PR #990, opened 2019-10-08
MyLocationPlugin publisher preview

kuosman:
This PR fixes MyLocationPlugin publisher preview (https://github.com/oskariorg/oskari-docs/issues/132).


ZakarFin:
Thanks!

PR #993, opened 2019-10-09
Initial integration of layer wizard and layer editor

ZakarFin:
New layers will show the wizard. Editing existing layer shows the form. 

Includes mock-data for capabilities and the form doesn't fully work when adding layers (js errors when wizard shows the form).


bundles/admin/admin-layereditor/view/AdminLayerFormService.js
```diff
@@ -119,28 +174,29 @@ export class AdminLayerFormService {
...
-            opacity: layer ? layer.getOpacity() : 100,
-            minScale: layer ? layer.getMinScale() : 1,
-            maxScale: layer ? layer.getMaxScale() : 1,
-            style: layer ? layer.getCurrentStyle().getName() : '',
-            styleTitle: layer ? layer.getCurrentStyle().getTitle() : '',
+            groupId: layer.getAdmin().organizationId,
+            organizationName: layer.getOrganizationName(),
+            maplayerGroups: [...layer.getGroups()],
+            opacity: layer.getOpacity() || 100,
+            minScale: layer.getMinScale() || 1,
```
jheijari: The scale defaults still need some work, but it's not the focus here, so this is ok.

bundles/admin/admin-layereditor/view/AdminLayerFormService.js
```diff
@@ -333,6 +394,6 @@ export class AdminLayerFormService {
     }
 
     notify () {
-        this.listeners.forEach(consumer => consumer());
+        this.listeners.forEach(consumer => consumer(this.getLayer()));
```
jheijari: The layer doesn't seem to be used. It's accessed from the getter instead.

bundles/admin/admin-layereditor/view/LayerWizard.jsx
```diff
@@ -1,100 +1,106 @@
...
-        case 1:
-            this.service.getMutator().setVersion();
-            break;
-        case 2:
-            this.service.getMutator().setName();
-            break;
-        }
+function setStep (mutator, requested) {
+    switch (requested) {
+    case 0:
```
jheijari: Use constants instead of magic numbers

bundles/admin/admin-layereditor/view/LayerWizard.jsx
```diff
@@ -1,100 +1,106 @@
...
+                    onSelect={(type) => mutator.setType(type)} />
+            }
+            { getStep(layer) === 1 &&
+                <div>
+                    <LayerURLForm
+                        layer={layer}
+                        loading={loading}
+                        service={mutator} />
+                    <hr/>
+                    <Button onClick={() => setStep(mutator, 0)}>{getMessage('cancel')}</Button>
```
jheijari: Create local reusable cancel button?

bundles/admin/admin-layereditor/view/AdminLayerFormService.js
ZakarFin: True, though I'd much rather get the modified result as param as a consumer/listener but since we don't use it now I'll remove it.

bundles/admin/admin-layereditor/view/LayerWizard.jsx
ZakarFin: Removed step specific back button and using a history(-1) type logic for it.

jheijari:
Looks good. Merging.

PR #994, opened 2019-10-09
Fix layer support check

mikkomustikkamaa:
Use isLayerSupported logic from map to check need to show warning icon to user on layerlist


ZakarFin:
Good job adding tests!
○ ○ ○
Exercise brief: List, from the entries above, every line in which the word "instead" shows up.

Exercise output:
jheijari: The layer doesn't seem to be used. It's accessed from the getter instead.
jheijari: Use constants instead of magic numbers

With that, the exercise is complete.